Crónica de Andrés Masotto para Enfant Terrible desde Chile.



Los gases lacrimógenos y su estela surcan el cielo de Santiago, pero su misión queda fallida
incluso antes de tocar el suelo. Del otro lado, frente a los Carabineros que disparan, nadie corre, nadie huye. Al contrario, se ejecuta una coreografía ya ensayada y puesta en práctica repetidas veces: los desactivadores –los llamaremos así, a falta de un título que califique su tarea- atajan los cartuchos y los sumergen en el agua. Una amenaza menos.



Cuando nada logra repeler a las miles de personas que se agrupan a las puertas de Providencia, comienza la cacería: carabineros pesados de tanto blindaje corren como galgos de carrera pero su misión también falla. No es el día de los pacos.
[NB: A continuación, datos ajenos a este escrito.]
PR #1543, opened 2020-11-17
Start website in full in Docker

bazzadp:
We recently added the `npm run start` command in #1436 which does a full clean install, generates the chapters, runs the website tests and has a file watcher (added in #1437 and #1457 ) to regenerate chapters as they are saved.

This brings the same functionality to our Dockerfile.

I also moved the start of the website to earlier (before the tests and `npm run generate`) so you don't have to wait for them to complete to have old website up.

Note the `pkill` command on MacOS accepts files without quote, but not on linux so had to change slightly.

### DIFF
--- a/src/tools/scripts/run_and_test_website.sh
+++ b/src/tools/scripts/run_and_test_website.sh
@@ -48,19 +48,17 @@ fi
 
 if [ "$(pgrep -f 'python main.py')" ]; then
   echo "Killing existing server to run a fresh version"
-  pkill -9 python main.py
+  pkill -9 -f "python main.py"
+fi
+
+if [ "$(pgrep -f 'node ./tools/generate/chapter_watcher')" ]; then
+  echo "Killing existing watcher to run a fresh version"
+  pkill -9 -f "node ./tools/generate/chapter_watcher"
 fi
 
 echo "Installing and testing python environment"
 python -m pip install --upgrade pip
 pip install -r requirements.txt
-pytest
-
-echo "Installing node modules"
-npm install
-
-echo "Building website"
-npm run generate
 
 echo "Starting website in background mode for tests"
 python main.py background &
@@ -68,6 +66,15 @@ python main.py background &
 sleep 2
 # Check website is running as won't have got feedback as backgrounded
 pgrep -f "python main.py"
+
+# Run pytests
+pytest
+
+echo "Installing node modules"
+npm install
+
+echo "Building website"
+npm run generate
 
 echo "Testing website"
 npm run test
@@ -84,7 +91,7 @@ if [ "${debug}" == "1" ]; then
 
   if [ "$(pgrep -f 'python main.py')" ]; then
     echo "Killing server to run a fresh version in debug mode"
-    pkill -9 python main.py
+    pkill -9 -f "python main.py"
   fi
 
   echo "Starting website in foreground mode so it reloads on file changes"
--- a/src/Dockerfile
+++ b/src/Dockerfile
@@ -23,4 +23,4 @@ RUN     pip install -r requirements.txt
 RUN     npm install
 COPY    . ./
 
-CMD     ["python", "main.py"]
+CMD     ["npm", "run", "start"]
--- a/src/Dockerfile
+++ b/src/Dockerfile
@@ -23,4 +23,4 @@ RUN     pip install -r requirements.txt
 RUN     npm install
 COPY    . ./
 
-CMD     ["npm", "run", "start"]
+CMD     ["./tools/scripts/run_and_test_website.sh", "-d"]
--- a/src/README.md
+++ b/src/README.md
@@ -269,7 +269,7 @@ root@[CID]:/app# exit
 6. To customize the image use `PYVER`, `NODEVER`, and `SKIPGC` build arguments to control which versions of Python and Node are used and whether Google Cloud SDK is installed.
 
 ```
-docker image build --build-arg PYVER=3.7 --build-arg NODEVER=14.x --build-arg SKIPGC=false -t webalmanac:custom .
+docker image build --build-arg PYVER=3.8 --build-arg NODEVER=14.x --build-arg SKIPGC=false -t webalmanac:custom .
 ```
 
 7. If you want to run the GitHub Super-Linter without `npm` being installed you need to call the command directly as given in `package.json`.
@@ -277,11 +277,11 @@ docker image build --build-arg PYVER=3.7 --build-arg NODEVER=14.x --build-arg SK
 This will depend on your operating system but for MacOS/Linux this would be:
 
 ```
-docker container run -it --rm -v "$PWD/..":/app -w /app/src --entrypoint=./tools/scripts/run_linter_locally.sh github/super-linter
+docker container run -it --rm -v /app/node_modules -v "$PWD/..":/app -w /app/src --entrypoint=./tools/scripts/run_linter_locally.sh github/super-linter
 ```
 
 And for Windows:
 
 ```
-docker container run --rm -v %cd%\\..:/app -w /app/src --entrypoint=./tools/scripts/run_linter_locally.sh github/super-linter
+docker container run --rm -v /app/node_modules -v %cd%\\..:/app -w /app/src --entrypoint=./tools/scripts/run_linter_locally.sh github/super-linter
 ```
--- a/src/tools/scripts/stop_website.sh
+++ b/src/tools/scripts/stop_website.sh
@@ -9,5 +9,7 @@
 # It is useful as sometimes these are backgrounded so this offers a quick way of stopping them.
 #
 
-pkill -9 python main.py
-pkill -9 node ./tools/generate/chapter_watcher
+pkill -9 -f "python main.py"
+pkill -9 -f "./tools/generate/chapter_watcher"
+
+exit 0


sudheendrachari:
Trying this change locally on a fresh checkout...

sudheendrachari:
Did a fresh checkout
and ran 
`docker image build -t webalmanac .`
and then
`docker container run --rm -it -v "$PWD":/app -p 8080:8080 webalmanac`

I see this error now 

Screenshot 2020-11-18 at 10 46 30 AM

bazzadp:
Looks like you are missing some recently added dependencies. Is your branch up to date?

> `git checkout -b auto_gen_chapters_for_docker origin/auto_gen_chapters_for_docker`

That will have created a new branch, from the current branch rather than checked out the remote version of this branch. Can you try the following to delete that branch and check it out again:

```
git checkout -d auto_gen_chapters_for_docker
git checkout main
git pull
git checkout auto_gen_chapters_for_docker
docker image build -t webalmanac .
docker container run --rm -it -v "$PWD":/app -p 8080:8080 webalmanac
```

sudheendrachari:
> That will have created a new branch, from the current branch rather than checked out the remote version of this branch. Can you try the following to delete that branch and check it out again:

Forgot to mention that i did pull from origin/auto_gen_chapters_for_docker and was able to see your commit locally with message "Start website in full in Docker" earlier as well. But anyway tried deleting that branch and checking out like you mentioned.

But i end up seeing the same error. The error seems to be happening because `npm install` is not the first command that the docker is doing, may be? To validate that I just ran `npm install` and run docker container run command i see it running 

Screenshot 2020-11-18 at 4 42 37 PM

sudheendrachari:
BTW with this change will it also run `npm run generate` as part of docker command?

ibnesayeed:
Sorry @sudheendrachari, that was an oversight from my end when I added Docker support in the beginning. What is happening here is, the `node_modules` folder is created inside the docker image at build time, but when we mount current working directory at run time, we overwrite that. This means, those who have a proper `node_modules` folder in their local checkout will not see the issue, but that means they either install npm dependencies without Docker at least once or copy the data from the container outside on host machine (neither of these are good idea when running in Docker). To fix this issue, run the following command:

```
$ docker container run --rm -it -v /app/node_modules -v "$PWD":/app -p 8080:8080 webalmanac
```

In this case we are explicitly creating a volume `/app/node_modules` of the modules folder inside of the container before mounting the host folder, so that subfolder is not affected by the mounted volume.

src/tools/scripts/run_and_test_website.sh
```diff
@@ -48,19 +48,17 @@ fi
...
+  pkill -9 -f "python main.py"
+fi
+
+if [ "$(pgrep -f 'node ./tools/generate/chapter_watcher')" ]; then
+  echo "Killing existing watcher to run a fresh version"
+  pkill -9 -f "node ./tools/generate/chapter_watcher"
 fi
 
 echo "Installing and testing python environment"
 python -m pip install --upgrade pip
```
ibnesayeed, line 60: This line is causing `pip` to be installed again every time a container is run, which means the version in the Docker image is not the latest.

```
$ docker container run --rm -it -v /app/node_modules -v "$PWD":/app -p 8080:8080 webalmanac

> almanac.httparchive.org@0.0.1 start /app
> run-script-os


> almanac.httparchive.org@0.0.1 start:darwin:linux /app
> ./tools/scripts/run_and_test_website.sh -d

Installing and testing python environment
Collecting pip
  Downloading pip-20.2.4-py2.py3-none-any.whl (1.5 MB)
     |████████████████████████████████| 1.5 MB 3.6 MB/s 
Installing collected packages: pip
  Attempting uninstall: pip
    Found existing installation: pip 20.1
    Uninstalling pip-20.1:
      Successfully uninstalled pip-20.1
Successfully installed pip-20.2.4
```

bazzadp:
Ah thanks for explaining @ibnesayeed !

 I want to do a fresh `npm install` anyway each time it's run in case dependences change but had hoped this would be quick to run in most cases if your image was recently built (as most modules are already installed).

I've done two things in [my last commit](https://github.com/HTTPArchive/almanac.httparchive.org/pull/1543/commits/2ba573104b4ff5a133fe7c908279b186f039015c):

1. Changed the README to reference the additional command line arguments needed
2. Changed the `npm run start` to the actual script called so even if people don't do that it will work (though will be slower as will have to do a full `npm install` rather than just a check for updates).

Let me know how that goes now?

src/tools/scripts/run_and_test_website.sh
bazzadp: If an image was built a while ago `pip` could be out of date. By doing this command it will try to install the latest and if that was what the container was built with, then no download and no issue:

```
Installing and testing python environment
Requirement already up-to-date: pip in /usr/local/lib/python3.9/site-packages (20.2.4)
Requirement already satisfied: flask==1.1.2 in /usr/local/lib/python3.9/site-packages (from -r requirements.txt (line 1)) (1.1.2)
Requirement already satisfied: flask-talisman==0.7.0 in /usr/local/lib/python3.9/site-packages (from -r requirements.txt (line 2)) (0.7.0)
...
```

And if it wasn't then time to update your container to avoid this slower way of starting. 😁

Either way it will work - just will be faster if container was built with latest pip.

Does that make sense? Can you see any issue with that?

ibnesayeed: I would prefer if we do not install things in the image at runtime that are needed for the lifecycle of a contain, but make sure the image has them already. This way the image is more self-contained, portable, and reproducible. If a dependency or package is old, it needs to be escalated in the image building time and a fresh image should be built so that at run time we have everything we need.

ibnesayeed:
Ideally, I would separate environment setup steps like installing dependencies and packages in a separate shell script than the one that is responsible for running the site and testing. This way, if one runs the command on bare host machine, both can be run, but when running things in a container, we do not perform the setup steps at runtime, assuming that the image has those things sorted out (that's one of the appeals of containers).

src/tools/scripts/run_and_test_website.sh
bazzadp: Going to Resolve this and move to the general conversation as two different threads on basically the same topic.

bazzadp:
> I would prefer if we do not install things in the image at runtime that are needed for the lifecycle of a contain, but make sure the image has them already. This way the image is more self-contained, portable, and reproducible.

Agreed. But I think we should check again at run time to ensure developers are not developing on old dependencies.

> If a dependency or package is old, it needs to be escalated in the image building time and a fresh image should be built so that at run time we have everything we need.

What do you mean "in the image building time"? What if a developer builds the Docker Image and then uses that for the next year without needing to rebuild it? My concern is they are potentially developing based on very old dependencies.

By having the Docker image built with the best dependencies at build time, but then checking and updating if necessary at run time, we get the best of both worlds - the image is self-contained, portable **and** also up to date.

Maybe you lose slightly on the reproducibility front, as might change between runs, but you gain in reproducibility with other developers, GitHub Actions and what will be run in production! And that is much more important to me than keeping the Docker container on old versions for reproducibility reasons.

bazzadp:
(I also should point out this was more a by-product of reusing the `run_and_test_website.sh` script used by GitHub Actions, and more recently those developing outside of Docker rather than an intentional choice, but it's still the right choice in my opinion).

ibnesayeed:
> By having the Docker image built with the best dependencies at build time, but then checking and updating if necessary at run time, we get the best of both worlds

This is similar to those self-updating software that check for update each time they are started and instead of telling the users whether or not they want to upgrade, they just self update and restart again.

This monolithic approach sounds helpful, but actually comes with the lack of separation of concerns, resulting in repeating yourself (anti-DRY) as package installation and environment configuration is happening in many different places, which may cause inconsistencies as the project grows, resulting is a maintenance nightmare.

It seems like most of the time checking for dependencies results in a lot of skips because those are already met, but knowing that everything is up to date itself has a cost that adds up when doing it at each run and hitting upstream repositories (like PyPI or NPM). It sure is possible that a developer might be running a little older versions of certain dependencies, but our code should not be as brittle that it breaks if the latest and greatest nightly versions are not installed. If the image is years old, then an attempt to run things will break anyway and that would lead developers to rebuild their image.

That said academic discussion aside, I am okay with this PR for now.

bazzadp:
> This is similar to those self-updating software that check for update each time they are started and instead of telling the users whether or not they want to upgrade, they just self update and restart again.

Disagree. Other than `pip` this is updating software to the versions matching in our GitHub repo. We have already controlled and accepted that those updates are fine to accept through the PR process managed by dependabot that you suggested.

If it was updating to latest version of our dependencies I could see your point but it's not - it's upgrading to the _accepted versions_ of dependencies used by this project and no further. We could remove `pip` itself from this process but I don't see why we couldn't go to latest for that to avoid warnings and other issues since we're doing this anyway.

> This monolithic approach sounds helpful, but actually comes with the lack of separation of concerns, resulting in repeating yourself (anti-DRY) as package installation and environment configuration is happening in many different places, which may cause inconsistencies as the project grows, resulting is a maintenance nightmare.

Massively disagree. The whole reason this happens here is because we are reusing the start script used by GitHub actions and those with direct installs. So package installations and environment configuration to be consolidated in ONE place, and REDUCES inconsistencies as the project grows, AVOIDING a maintenance nightmare.

> It seems like most of the time checking for dependencies results in a lot of skips because those are already met, but knowing that everything is up to date itself has a cost that adds up when doing it at each run and hitting upstream repositories (like PyPI or NPM).

I'm presuming starting the development server is done once at the start of a session and not for each run or code change. Again I'd prefer that "hit" for the consistency.

> It sure is possible that a developer might be running a little older versions of certain dependencies, but our code should not be as brittle that it breaks if the latest and greatest nightly versions are not installed. If the image is years old, then an attempt to run things will break anyway and that would lead developers to rebuild their image.

Couldn't disagree more. Many things and dependencies change that can cause small issues. And our code is not that brittle and we have good tests (that do these fresh installs), but that's no reason not to ensure what we have a consistent development environment when it is fired up.

ibnesayeed (approved):
LGTM!

I must say, we did not have these many disagreements ever before! :wink:

bazzadp:
Thanks. Debate is good and value your opinion and challenges! Think we're both clearer now on how it works, and why (even if we wouldn't approach it in the exact same way!).

@sudheendrachari if you can confirm it's all good for you now then I'll merge.

sudheendrachari:
Sure, will try

sudheendrachari (approved):
Works like a charm!
I really like the way server starts quickly and the slow part like `npm run generate` run later

bazzadp:
> I really like the way server starts quickly and the slow part like `npm run generate` run later

Yeah that had been annoying me for a while hence why I switched it as part of this.

All good. Merging now!

PR #1551, opened 2020-11-19
Move sitemap to new timestamps

bazzadp:
Just realised we didn't move the sitemap over to the new last updated timestamps from #1508


rviscomi:
I haven't reviewed this but since it's an urgent bugfix, go ahead with the merge.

En los últimos días, el grito del pueblo chileno también intentó llegar al Costanera Center:
punta de lanza del sector financiero de Chile –informalmente apodado sanhattan, por su
aspiración hilarante-, erigido sobre la torre más alta de Sudamérica, que sin embargo se
arrodilla ante el capital.

Con todo, Chile entra en su tercera semana de levantamiento y resistencia. Los súper lunes y súper viernes, con un millón de personas en la calle durante la jornada de ayer, y sobre todo con la intención de la masa de avanzar sobre los sectores que fogonean el sistema desigual que los azota, hay algo cada vez más evidente: la intención del pueblo chileno es tomar el cielo por asalto, sin pedir permiso.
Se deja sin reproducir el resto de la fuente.